WORK ITEM:
What lines of the material below hold the string "device"? Copy them out.

MATERIAL SHOWN:

PR #937, opened 2021-04-23
chore: use new pre-released data plane SDK

wikimonkey:
**Issue #, if available:**

**Description of changes:**
Use new pre-release data plane SDK which contains two existing component service APIs and three new client device APIs

client device management components need to integrate with greengrass cloud

existing tests pass

**Checklist:**

### DIFF
--- a/pom.xml
+++ b/pom.xml
@@ -101,6 +101,11 @@
             <artifactId>greengrassv2</artifactId>
         </dependency>
         <dependency>
+            <groupId>software.amazon.awssdk</groupId>
+            <artifactId>greengrassv2-data</artifactId>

WRITTEN SOLUTION:
Use new pre-release data plane SDK which contains two existing component service APIs and three new client device APIs
client device management components need to integrate with greengrass cloud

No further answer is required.